▶ _WORK REQUEST_
Return the entries exactly as they appear.

▶ _DATA PROVIDED_
PR #2879, opened 2023-01-11
fix: prevent margin collapsing

kwasniew:
After styled component migration we broke the header. Grid element margin was going outside the main parent element and entering the area of the header (margin collapsing). Added display: flex to main element to prevent child elements escaping with their margins.

Fixed:
Screenshot 2023-01-11 at 10 40 40

Before:
Screenshot 2023-01-11 at 10 40 35

Solution: Added flex to parent of the element that was collapsing its margin.

### DIFF
--- a/frontend/src/component/layout/MainLayout/MainLayout.tsx
+++ b/frontend/src/component/layout/MainLayout/MainLayout.tsx
@@ -25,7 +25,7 @@ const MainLayoutContainer = styled(Grid)(() => ({
 
 const MainLayoutContentWrapper = styled('main')(({ theme }) => ({
     margin: theme.spacing(0, 'auto'),
-    display: 'flex',
+    display: 'flex', // prevent margin collapsing
     flex: 1,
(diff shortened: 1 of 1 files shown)


thomasheartman (approved):
Nice one! Seems like a reasonable change 😄  Are there any other display modes that would take care of the issue too? I don't think it's gonna be a performance issue, but seeing code where display is 'flex' or 'grid' without any flexing or gridding happening is always a little confusing at first 💁🏼

kwasniew:
There's a few ways to prevent margins collapsing: https://stackoverflow.com/questions/13573653/css-margin-terror-margin-adds-space-outside-parent-element
I've tried all of the suggested solutions and display: flex was the least hacky one and didn't break other styles as e.g. inline-block.

kwasniew:
@thomasheartman added a comment explaining why we have this display flex. That's the best I know for weird CSS corner cases :)

PR #2886, opened 2023-01-12
test: fix test runs to 1

kwasniew:
## About the changes

property based tests will run only once because otherwise e2e is flaky


thomasheartman (approved):
Nice change! This is a simplification that should relieve the flakiness for sure. Obviously, it makes the test less thorough, but if they stop breaking, then that's a net win 🥳

PR #2887, opened 2023-01-12
fix: improve hidden envs UI/UX

nunogois:
Some small UI/UX fixes related to user-scoped hidden environments in the feature overview after aligning with @NicolaeUnleash 

image


gastonfournier (approved):
LG!

PR #2889, opened 2023-01-12
fix: improve breadcrumb spacing

nunogois:
https://linear.app/unleash/issue/2-575/improve-the-breadcrumb-spacing

image

image

### DIFF
--- a/frontend/src/component/common/BreadcrumbNav/BreadcrumbNav.tsx
+++ b/frontend/src/component/common/BreadcrumbNav/BreadcrumbNav.tsx
@@ -6,9 +6,9 @@ import { useContext } from 'react';
 import StringTruncator from '../StringTruncator/StringTruncator';
 import { styled } from '@mui/material';
 
-const StyledBreadCrumbs = styled(Breadcrumbs)(({ theme }) => ({
-    position: 'absolute',
-    top: theme.spacing(0.25),
+const StyledBreadcrumbContainer = styled('div')(({ theme }) => ({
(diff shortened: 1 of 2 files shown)


frontend/src/component/common/BreadcrumbNav/BreadcrumbNav.tsx
```diff
@@ -50,55 +50,57 @@ const BreadcrumbNav = () => {
...
+
+                                    let link = '/';
+
+                                    paths.forEach((path, i) => {
+                                        if (i !== index && i < index) {
+                                            link += path + '/';
+                                        } else if (i === index) {
+                                            link += path;
+                                        }
+                                    });
```
gastonfournier, line 86: Just for fun, this is a for-loop (`paths.map`) inside a for-loop (`paths.forEach`), so it's `O(length(path)²)`. Perhaps, this can be done with a an accumulator (for the link) and make it linear.

But not a blocker for the PR as this is the same the previous code was doing

gastonfournier: Also, I assume lenght is usually no longer than 5

gastonfournier (approved):
LG!

frontend/src/component/common/BreadcrumbNav/BreadcrumbNav.tsx
nunogois: Outside of the scope of this PR, but I agree that we could improve this 👍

▶ _COMPLETED EXERCISE_
PR #2879, opened 2023-01-11
fix: prevent margin collapsing

kwasniew:
After styled component migration we broke the header. Grid element margin was going outside the main parent element and entering the area of the header (margin collapsing). Added display: flex to main element to prevent child elements escaping with their margins.

Fixed:
Screenshot 2023-01-11 at 10 40 40

Before:
Screenshot 2023-01-11 at 10 40 35

Solution: Added flex to parent of the element that was collapsing its margin.

### DIFF
--- a/frontend/src/component/layout/MainLayout/MainLayout.tsx
+++ b/frontend/src/component/layout/MainLayout/MainLayout.tsx
@@ -25,7 +25,7 @@ const MainLayoutContainer = styled(Grid)(() => ({
 
 const MainLayoutContentWrapper = styled('main')(({ theme }) => ({
     margin: theme.spacing(0, 'auto'),
-    display: 'flex',
+    display: 'flex', // prevent margin collapsing
     flex: 1,
(diff shortened: 1 of 1 files shown)


thomasheartman (approved):
Nice one! Seems like a reasonable change 😄  Are there any other display modes that would take care of the issue too? I don't think it's gonna be a performance issue, but seeing code where display is 'flex' or 'grid' without any flexing or gridding happening is always a little confusing at first 💁🏼

kwasniew:
There's a few ways to prevent margins collapsing: https://stackoverflow.com/questions/13573653/css-margin-terror-margin-adds-space-outside-parent-element
I've tried all of the suggested solutions and display: flex was the least hacky one and didn't break other styles as e.g. inline-block.

kwasniew:
@thomasheartman added a comment explaining why we have this display flex. That's the best I know for weird CSS corner cases :)

PR #2886, opened 2023-01-12
test: fix test runs to 1

kwasniew:
## About the changes

property based tests will run only once because otherwise e2e is flaky


thomasheartman (approved):
Nice change! This is a simplification that should relieve the flakiness for sure. Obviously, it makes the test less thorough, but if they stop breaking, then that's a net win 🥳

PR #2887, opened 2023-01-12
fix: improve hidden envs UI/UX

nunogois:
Some small UI/UX fixes related to user-scoped hidden environments in the feature overview after aligning with @NicolaeUnleash 

image


gastonfournier (approved):
LG!

PR #2889, opened 2023-01-12
fix: improve breadcrumb spacing

nunogois:
https://linear.app/unleash/issue/2-575/improve-the-breadcrumb-spacing

image

image

### DIFF
--- a/frontend/src/component/common/BreadcrumbNav/BreadcrumbNav.tsx
+++ b/frontend/src/component/common/BreadcrumbNav/BreadcrumbNav.tsx
@@ -6,9 +6,9 @@ import { useContext } from 'react';
 import StringTruncator from '../StringTruncator/StringTruncator';
 import { styled } from '@mui/material';
 
-const StyledBreadCrumbs = styled(Breadcrumbs)(({ theme }) => ({
-    position: 'absolute',
-    top: theme.spacing(0.25),
+const StyledBreadcrumbContainer = styled('div')(({ theme }) => ({
(diff shortened: 1 of 2 files shown)


frontend/src/component/common/BreadcrumbNav/BreadcrumbNav.tsx
```diff
@@ -50,55 +50,57 @@ const BreadcrumbNav = () => {
...
+
+                                    let link = '/';
+
+                                    paths.forEach((path, i) => {
+                                        if (i !== index && i < index) {
+                                            link += path + '/';
+                                        } else if (i === index) {
+                                            link += path;
+                                        }
+                                    });
```
gastonfournier, line 86: Just for fun, this is a for-loop (`paths.map`) inside a for-loop (`paths.forEach`), so it's `O(length(path)²)`. Perhaps, this can be done with a an accumulator (for the link) and make it linear.

But not a blocker for the PR as this is the same the previous code was doing

gastonfournier: Also, I assume lenght is usually no longer than 5

gastonfournier (approved):
LG!

frontend/src/component/common/BreadcrumbNav/BreadcrumbNav.tsx
nunogois: Outside of the scope of this PR, but I agree that we could improve this 👍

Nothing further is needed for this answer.